Write out each entry again. Keep every word exactly as it is.

Data listing Block Start

PR #286, opened 2021-09-29
feat: Add URN to collection and item

LautaroPetaccio:
This PR does the following:
- Changes the entrypoint to start the server without building it again.
- Adds the URN column to the collection and the items.
- Adds the logic to generate the URNs at the time of retrieving the collections and the items.
- Moves the item schema to another file to fix a circular dependency.

### DIFF
--- a/src/Collection/Collection.router.ts
+++ b/src/Collection/Collection.router.ts
@@ -166,7 +166,9 @@ export class CollectionRouter extends Router {
     // Build the URN for the collections
     return consolidatedCollections.map((collection) => ({
       ...collection,
-      urn: collection.urn ?? getDecentralandCollectionURN(collection),
+      urn:
+        collection.urn ??
+        getDecentralandCollectionURN(collection.contract_address),
     }))
   }
 
@@ -219,7 +221,8 @@ export class CollectionRouter extends Router {
     }
 
     fullCollection.urn =
-      fullCollection.urn ?? getDecentralandCollectionURN(fullCollection)
+      fullCollection.urn ??
+      getDecentralandCollectionURN(fullCollection.contract_address)
 
     return fullCollection
   }
@@ -352,9 +355,15 @@ export class CollectionRouter extends Router {
       data
     )
 
-    // Compute the URN for the Decentraland Collection and set it
-    attributes.urn = getDecentralandCollectionURN(attributes)
-    return new Collection(attributes).upsert()
+    // Sets the DCL collection URN to null before writing it to the DB
+    attributes.urn = null
+    const upsertedCollection = await new Collection(attributes).upsert()
+
+    // Return the collection that was updated or inserted with the DCL URN
+    return {
+      ...upsertedCollection,
+      urn: getDecentralandCollectionURN(upsertedCollection.contract_address),
+    }
   }
 
   deleteCollection = async (req: AuthRequest) => {
--- a/src/Collection/Collection.router.ts
+++ b/src/Collection/Collection.router.ts
@@ -19,10 +19,11 @@ import { Collection, CollectionAttributes } from '../Collection'
 import { isCommitteeMember } from '../Committee'
 import { collectionSchema, saveTOSSchema } from './Collection.types'
 import { RequestParameters } from '../RequestParameters'
-import { hasAccess } from './access'
 import { isPublished } from '../utils/eth'
 import { ItemFragment } from '../ethereum/api/fragments'
 import { sendDataToWarehouse } from '../warehouse'
+import { hasAccess } from './access'
+import { getDecentralandCollectionURN } from './utils'
 
 const validator = getValidator()
 
@@ -158,7 +159,15 @@ export class CollectionRouter extends Router {
       collectionAPI.fetchCollections(),
     ])
 
-    return Bridge.consolidateCollections(dbCollections, remoteCollections)
+    const consolidatedCollections = await Bridge.consolidateCollections(
+      dbCollections,
+      remoteCollections
+    )
+    // Build the URN for the collections
+    return consolidatedCollections.map((collection) => ({
+      ...collection,
+      urn: collection.urn ?? getDecentralandCollectionURN(collection),
+    }))
   }
 
   async getAddressCollections(req: AuthRequest) {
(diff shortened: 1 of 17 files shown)


src/Collection/Collection.types.ts
```diff
@@ -9,16 +15,21 @@ export type CollectionAttributes = {
   minters: string[]
   managers: string[]
   forum_link?: string
-  lock?: Date
-  reviewed_at?: Date
+  lock: Date | null
+  reviewed_at: Date
```
nicosantangelo, line 19: This is correct, it was a mistake on my part because node-pg used to return undefined for NULL values. But while we're at it, you mind fixing the type for reviewed_at and forum_link? both are NULLABLE and are not set at first

src/Collection/utils.ts
```diff
@@ -0,0 +1,32 @@
...
+}
+
+export function toFullCollection(
+  dbCollection: CollectionAttributes
+): FullCollection {
+  const fullCollection: FullCollection = {
+    ...dbCollection,
+    urn: getDecentralandCollectionURN(dbCollection.contract_address),
+  }
+  delete (fullCollection as FullCollection & { urn_suffix: unknown }).urn_suffix
```
nicosantangelo, line 17: we could take advantage of `decentraland-common's` omit here if you like. Avoiding this `delete` for something like
```ts
  const fullCollection: FullCollection = {
    ...utils.omit(dbCollection, ['urn_suffix']),
    urn: getDecentralandCollectionURN(dbCollection.contract_address),
  }
```

or just

```ts
  const { urn_suffix, ...sufixlessDbCollection } = dbCollection
  const fullCollection: FullCollection = {
    ...sufixlessDbCollection,
    urn: getDecentralandCollectionURN(dbCollection.contract_address),
  }
```
but that might upset the linter

src/Collection/utils.ts
```diff
@@ -0,0 +1,32 @@
+import { getCurrentNetworkURNProtocol } from '../ethereum/utils'
+import { CollectionAttributes, FullCollection } from './Collection.types'
+
+export function getDecentralandCollectionURN(
```
nicosantangelo, line 4: Question: You think any of these methods might make sense on the `CollectionService` class? I'm not entirely sure as of right now, but if no, maybe we can think about clear boundaries of these file and the service.

My first intuition is that utils is fine in these cases and if we wanted to extract this, it'd make more sense to do a `CollectionBridge` of sorts with these methods (overkill)

src/Collection/utils.ts
nicosantangelo: Same goes for `toDBCollection` with the urn!

src/Collection/Collection.router.ts
```diff
@@ -146,7 +153,15 @@ export class CollectionRouter extends Router {
...
+      remoteCollections
+    )
+
+    // Build the full collection
+    return consolidatedCollections.map((collection) =>
+      toFullCollection(collection)
+    )
   }
 
   async getAddressCollections(req: AuthRequest) {
```
nicosantangelo, line 167: Maybe we can go the `Item.router.ts` route (heh) here too and add return types to these methods, no?

src/Item/Item.router.ts
```diff
@@ -141,9 +142,11 @@ export class ItemRouter extends Router {
...
       collectionAPI.fetchItems(),
     ])
-    const catalystItems = await peerAPI.fetchWearables(
-      remoteItems.map((item) => item.urn)
-    )
+
+    const catalystItems =
+      remoteItems && remoteItems.length > 0
+        ? await peerAPI.fetchWearables(remoteItems.map((item) => item.urn))
+        : []
```
nicosantangelo, line 149: Why's this necessary? can `remoteItems` be `undefined`? the type says `Promise<ItemFragment[]>`
peer.ts already has this check:
```ts
const wearables: PeerWearable[] =
  urns.length > 0
    ? await this.lambdasClient.fetchWearables({ wearableIds: urns })
    : []
```

same thing [here](https://github.com/decentraland/builder-server/pull/286/files#diff-5db28707b1b7436bf2151ad65251263f4b79eeddc180a1a22996464abd5866c4R181)

src/ethereum/api/Bridge.ts
```diff
@@ -41,13 +41,19 @@ export class Bridge {
...
+    const fullItem = {
       ...dbItem,
+      urn: null,
       in_catalyst: false,
       is_approved: false,
       is_published: false,
       total_supply: 0,
     }
+
+    delete (fullItem as FullItem & { urn_suffix: string | undefined })
```
nicosantangelo, line 53: Maybe we can use utils.omit or destructuring here and [here](https://github.com/decentraland/builder-server/pull/286/files#diff-770f618c954ffa5f7e17dad792dd6e16f45eb3c890e1f0616f18f7bd117af885R166) too?

src/Item/Item.router.ts
LautaroPetaccio: You're right, there was no need to check for undefined. Removed it in both places.

src/Collection/utils.ts
LautaroPetaccio: Done!

src/Collection/Collection.types.ts
LautaroPetaccio: Done!

src/Collection/Collection.router.ts
```diff
@@ -36,6 +41,7 @@ export class CollectionRouter extends Router {
     const withCollectionExists = withModelExists(Collection, 'id')
     const withCollectionAuthorization = withModelAuthorization(Collection)
     const withLowercasedAddress = withLowercasedParams(['address'])
+    console.log('Auth middleware created', withAuthentication)
```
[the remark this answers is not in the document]
LautaroPetaccio: LOL I completely forgot to remove this.

src/Collection/utils.ts
LautaroPetaccio: I'm not entirely sure where this should go, as I think that we would really need more methods like this to have a clear view on how to structure them. The main reason why I'm not sure about moving it into a service is because this method only builds a string that will be used for a collection, but it's not directly involved with collections at all.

Data listing Block End

Task solution »
PR #286, opened 2021-09-29
feat: Add URN to collection and item

LautaroPetaccio:
This PR does the following:
- Changes the entrypoint to start the server without building it again.
- Adds the URN column to the collection and the items.
- Adds the logic to generate the URNs at the time of retrieving the collections and the items.
- Moves the item schema to another file to fix a circular dependency.

### DIFF
--- a/src/Collection/Collection.router.ts
+++ b/src/Collection/Collection.router.ts
@@ -166,7 +166,9 @@ export class CollectionRouter extends Router {
     // Build the URN for the collections
     return consolidatedCollections.map((collection) => ({
       ...collection,
-      urn: collection.urn ?? getDecentralandCollectionURN(collection),
+      urn:
+        collection.urn ??
+        getDecentralandCollectionURN(collection.contract_address),
     }))
   }
 
@@ -219,7 +221,8 @@ export class CollectionRouter extends Router {
     }
 
     fullCollection.urn =
-      fullCollection.urn ?? getDecentralandCollectionURN(fullCollection)
+      fullCollection.urn ??
+      getDecentralandCollectionURN(fullCollection.contract_address)
 
     return fullCollection
   }
@@ -352,9 +355,15 @@ export class CollectionRouter extends Router {
       data
     )
 
-    // Compute the URN for the Decentraland Collection and set it
-    attributes.urn = getDecentralandCollectionURN(attributes)
-    return new Collection(attributes).upsert()
+    // Sets the DCL collection URN to null before writing it to the DB
+    attributes.urn = null
+    const upsertedCollection = await new Collection(attributes).upsert()
+
+    // Return the collection that was updated or inserted with the DCL URN
+    return {
+      ...upsertedCollection,
+      urn: getDecentralandCollectionURN(upsertedCollection.contract_address),
+    }
   }
 
   deleteCollection = async (req: AuthRequest) => {
--- a/src/Collection/Collection.router.ts
+++ b/src/Collection/Collection.router.ts
@@ -19,10 +19,11 @@ import { Collection, CollectionAttributes } from '../Collection'
 import { isCommitteeMember } from '../Committee'
 import { collectionSchema, saveTOSSchema } from './Collection.types'
 import { RequestParameters } from '../RequestParameters'
-import { hasAccess } from './access'
 import { isPublished } from '../utils/eth'
 import { ItemFragment } from '../ethereum/api/fragments'
 import { sendDataToWarehouse } from '../warehouse'
+import { hasAccess } from './access'
+import { getDecentralandCollectionURN } from './utils'
 
 const validator = getValidator()
 
@@ -158,7 +159,15 @@ export class CollectionRouter extends Router {
       collectionAPI.fetchCollections(),
     ])
 
-    return Bridge.consolidateCollections(dbCollections, remoteCollections)
+    const consolidatedCollections = await Bridge.consolidateCollections(
+      dbCollections,
+      remoteCollections
+    )
+    // Build the URN for the collections
+    return consolidatedCollections.map((collection) => ({
+      ...collection,
+      urn: collection.urn ?? getDecentralandCollectionURN(collection),
+    }))
   }
 
   async getAddressCollections(req: AuthRequest) {
(diff shortened: 1 of 17 files shown)


src/Collection/Collection.types.ts
```diff
@@ -9,16 +15,21 @@ export type CollectionAttributes = {
   minters: string[]
   managers: string[]
   forum_link?: string
-  lock?: Date
-  reviewed_at?: Date
+  lock: Date | null
+  reviewed_at: Date
```
nicosantangelo, line 19: This is correct, it was a mistake on my part because node-pg used to return undefined for NULL values. But while we're at it, you mind fixing the type for reviewed_at and forum_link? both are NULLABLE and are not set at first

src/Collection/utils.ts
```diff
@@ -0,0 +1,32 @@
...
+}
+
+export function toFullCollection(
+  dbCollection: CollectionAttributes
+): FullCollection {
+  const fullCollection: FullCollection = {
+    ...dbCollection,
+    urn: getDecentralandCollectionURN(dbCollection.contract_address),
+  }
+  delete (fullCollection as FullCollection & { urn_suffix: unknown }).urn_suffix
```
nicosantangelo, line 17: we could take advantage of `decentraland-common's` omit here if you like. Avoiding this `delete` for something like
```ts
  const fullCollection: FullCollection = {
    ...utils.omit(dbCollection, ['urn_suffix']),
    urn: getDecentralandCollectionURN(dbCollection.contract_address),
  }
```

or just

```ts
  const { urn_suffix, ...sufixlessDbCollection } = dbCollection
  const fullCollection: FullCollection = {
    ...sufixlessDbCollection,
    urn: getDecentralandCollectionURN(dbCollection.contract_address),
  }
```
but that might upset the linter

src/Collection/utils.ts
```diff
@@ -0,0 +1,32 @@
+import { getCurrentNetworkURNProtocol } from '../ethereum/utils'
+import { CollectionAttributes, FullCollection } from './Collection.types'
+
+export function getDecentralandCollectionURN(
```
nicosantangelo, line 4: Question: You think any of these methods might make sense on the `CollectionService` class? I'm not entirely sure as of right now, but if no, maybe we can think about clear boundaries of these file and the service.

My first intuition is that utils is fine in these cases and if we wanted to extract this, it'd make more sense to do a `CollectionBridge` of sorts with these methods (overkill)

src/Collection/utils.ts
nicosantangelo: Same goes for `toDBCollection` with the urn!

src/Collection/Collection.router.ts
```diff
@@ -146,7 +153,15 @@ export class CollectionRouter extends Router {
...
+      remoteCollections
+    )
+
+    // Build the full collection
+    return consolidatedCollections.map((collection) =>
+      toFullCollection(collection)
+    )
   }
 
   async getAddressCollections(req: AuthRequest) {
```
nicosantangelo, line 167: Maybe we can go the `Item.router.ts` route (heh) here too and add return types to these methods, no?

src/Item/Item.router.ts
```diff
@@ -141,9 +142,11 @@ export class ItemRouter extends Router {
...
       collectionAPI.fetchItems(),
     ])
-    const catalystItems = await peerAPI.fetchWearables(
-      remoteItems.map((item) => item.urn)
-    )
+
+    const catalystItems =
+      remoteItems && remoteItems.length > 0
+        ? await peerAPI.fetchWearables(remoteItems.map((item) => item.urn))
+        : []
```
nicosantangelo, line 149: Why's this necessary? can `remoteItems` be `undefined`? the type says `Promise<ItemFragment[]>`
peer.ts already has this check:
```ts
const wearables: PeerWearable[] =
  urns.length > 0
    ? await this.lambdasClient.fetchWearables({ wearableIds: urns })
    : []
```

same thing [here](https://github.com/decentraland/builder-server/pull/286/files#diff-5db28707b1b7436bf2151ad65251263f4b79eeddc180a1a22996464abd5866c4R181)

src/ethereum/api/Bridge.ts
```diff
@@ -41,13 +41,19 @@ export class Bridge {
...
+    const fullItem = {
       ...dbItem,
+      urn: null,
       in_catalyst: false,
       is_approved: false,
       is_published: false,
       total_supply: 0,
     }
+
+    delete (fullItem as FullItem & { urn_suffix: string | undefined })
```
nicosantangelo, line 53: Maybe we can use utils.omit or destructuring here and [here](https://github.com/decentraland/builder-server/pull/286/files#diff-770f618c954ffa5f7e17dad792dd6e16f45eb3c890e1f0616f18f7bd117af885R166) too?

src/Item/Item.router.ts
LautaroPetaccio: You're right, there was no need to check for undefined. Removed it in both places.

src/Collection/utils.ts
LautaroPetaccio: Done!

src/Collection/Collection.types.ts
LautaroPetaccio: Done!

src/Collection/Collection.router.ts
```diff
@@ -36,6 +41,7 @@ export class CollectionRouter extends Router {
     const withCollectionExists = withModelExists(Collection, 'id')
     const withCollectionAuthorization = withModelAuthorization(Collection)
     const withLowercasedAddress = withLowercasedParams(['address'])
+    console.log('Auth middleware created', withAuthentication)
```
[the remark this answers is not in the document]
LautaroPetaccio: LOL I completely forgot to remove this.

src/Collection/utils.ts
LautaroPetaccio: I'm not entirely sure where this should go, as I think that we would really need more methods like this to have a clear view on how to structure them. The main reason why I'm not sure about moving it into a service is because this method only builds a string that will be used for a collection, but it's not directly involved with collections at all.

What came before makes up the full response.